Afternoon Poster
in
Workshop: Artificial Intelligence & Human Computer Interaction
Workflow Discovery from Dialogues in the Low Data Regime
Amine El Hattami · Issam Laradji · Stefania Raimondo · David Vazquez · Pau Rodriguez · Christopher Pal
Text-based dialogues are now widely used to solve real-world problems. In cases where solution strategies are already known, they can sometimes be codified into workflows and used to guide humans or artificial agents through the task of helping clients. In this work, we introduce a new problem formulation that we call Workflow Discovery (WD) in which we are interested in the situation where a formal workflow may not yet exist. Still, we wish to discover the set of actions that have been taken to resolve a particular problem. We also examine a sequence-to-sequence (Seq2Seq) approach for this novel task using multiple Seq2Seq models.
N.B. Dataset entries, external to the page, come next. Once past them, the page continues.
PR #1636, opened 2016-01-17
Follow XDG base directory standard

rnhmjoj:
This makes Electrum store its files as specified in the [XDG standard](http://standards.freedesktop.org/basedir-spec/basedir-spec-latest.html) by default and, if any is found, will move the files from the current location to the new one.

### DIFF
--- a/lib/util.py
+++ b/lib/util.py
@@ -246,7 +246,17 @@ def user_dir():
     if 'ANDROID_DATA' in os.environ:
         return android_check_data_dir()
     elif os.name == 'posix':
-        return os.path.join(os.environ["HOME"], ".electrum")
+        xdg_default = os.path.join(os.environ["HOME"], ".local", "share")
+        xdg_dir = os.path.join(os.getenv("XDG_DATA_HOME", xdg_default), "electrum")
+
+        # handle migration to XDG compliant location
+        old_default = os.path.join(os.environ["HOME"], ".electrum")
+        if os.path.isdir(old_default):
+            print_msg("Migrating Electrum config...")
+            shutil.move(old_default, xdg_dir)
+            print_msg("Completed, moved to", xdg_dir)
+
+        return xdg_dir
     elif "APPDATA" in os.environ:
         return os.path.join(os.environ["APPDATA"], "Electrum")
     elif "LOCALAPPDATA" in os.environ:


ecdsa:
migrating the directory might break existing scripts..

ecdsa:
not completely unrelated: 60b595356b8c049adc296deb0ffe65b357500ab4

rnhmjoj:
I fixed a conflict

ysangkok:
If we change this, we should actually put the socket files somewhere else. I got a request from @flokli to use XDG dirs, but the reasoning seems to be that it allows better backups because the backup script will not backup socket files.

And should the Bitcoin headers be backed up or not? Since they are usually easily reconstructable, do they belong in cache?

flokli:
@ysangkok When following [XDG Base Directory Specification](https://specifications.freedesktop.org/basedir-spec/basedir-spec-latest.html), it does not only only make backups more efficient (as you can skip the whole XDG_CACHE_HOME), it also simplifies dotfile management, as files in .config don't change all the time without user interaction and therefore need to be manually excluded.

From my understanding, socket files should go to `XDG_RUNTIME_DIR`:
> $XDG_RUNTIME_DIR defines the base directory relative to which user-specific non-essential runtime files and other file objects (such as sockets, named pipes, ...) should be stored. The directory MUST be owned by the user, and he MUST be the only one having read and write access to it. Its Unix access mode MUST be 0700.

`blockchain_headers` should be something for `XDG_CACHE_HOME`.

I'm not sure about all those `recent*` keys in `config`. In case those change randomly without the user explicitly setting things, I'd also suggest to move those parts outside config into `XDG_CACHE_HOME`, too.

@rnhmjoj: the specification talks about multiple directories being possible canddates for config files. Could you use [python-xdg](https://github.com/jleclanche/python-xdg/blob/master/xdg/basedir.py) and iterate over `XDG_CONFIG_DIRS` when loading configuration? (moving current configuration to `XDG_CONFIG_HOME` should still be fine)

felixsanz:
is this going to be merged? please follow specs

lib/util.py
```diff
@@ -246,7 +246,17 @@ def user_dir():
     if 'ANDROID_DATA' in os.environ:
         return android_check_data_dir()
     elif os.name == 'posix':
```
SomberNight, line 248: note that `os.name == 'posix'` even on MacOS

oxalica:
Is this PR still active?

> I'm not sure about all those recent* keys in config.

XDG spec introduced a new `XDG_STATE_DIR` this year which covers history, recent files, view, layout and etc. These keys fit here.
See: https://specifications.freedesktop.org/basedir-spec/basedir-spec-latest.html#variables

I think there should be no unresolved issues now.
- Socket files should go to `XDG_RUNTIME_DIR`
- Recent* keys should go `XDG_STATE_DIR`
- Other config keys expecting manual editing should go `XDG_CONFIG_DIR`
- Important data files which users need to backup, like wallets, go `XDG_DATA_DIR`
- Caching data files like blockchain data go `XDG_CACHE_DIR`

rnhmjoj:
> Is this PR still active?

No, sorry: I stopped using electrum and fighting the XDG crusade long ago[1]. If you still care about this you should open another PR and rebase this one.

[1]: https://github.com/sloonz/rewritefs

PR #1655, opened 2016-01-29
Align Ledger plugin with the others, somewhat.

btchip:
Still some work to be done, but that should make @kyuupichan life easier 

- Creating a new wallet, signing works 
- Reopening the wallet fails (device is not paired) 
- Signing a message fails (device is not paired, probably the same issue)
- No multisignature yet


kyuupichan:
Hi, thanks for this. I'll comment more fully in a few hours.

There is a large amount of copy and paste which should be cleaned up, I can do some of that.

You've changed the wallet type. Won't this break existing wallets?

btchip:
Maybe, depends how it's stored, I didn't check that. You can revert if it
does.

On 29 January 2016 at 07:49, Neil <notifications@github.com> wrote:

> Hi, thanks for this. I'll comment more fully in a few hours.
>
> There is a large amount of copy and paste which should be cleaned up, I
> can do some of that.
>
> You've changed the wallet type. Won't this break existing wallets?
>
> —
> Reply to this email directly or view it on GitHub
> <https://github.com/spesmilo/electrum/pull/1655#issuecomment-176604481>.
>



-- 
Nicolas Bacca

We present experiments where we extract workflows from dialogues in the Action-Based Conversations Dataset (ABCD) and the MultiWOZ dataset. We propose and evaluate an approach that conditions models on the set of possible actions, and we show that using this strategy, we can improve WD performance in the out-of-distribution setting. Further, on ABCD a modified variant of our Seq2Seq method achieves state-of-the-art performance on related but different tasks of Action State Tracking (AST) and Cascading Dialogue Success (CDS) across many evaluation metrics.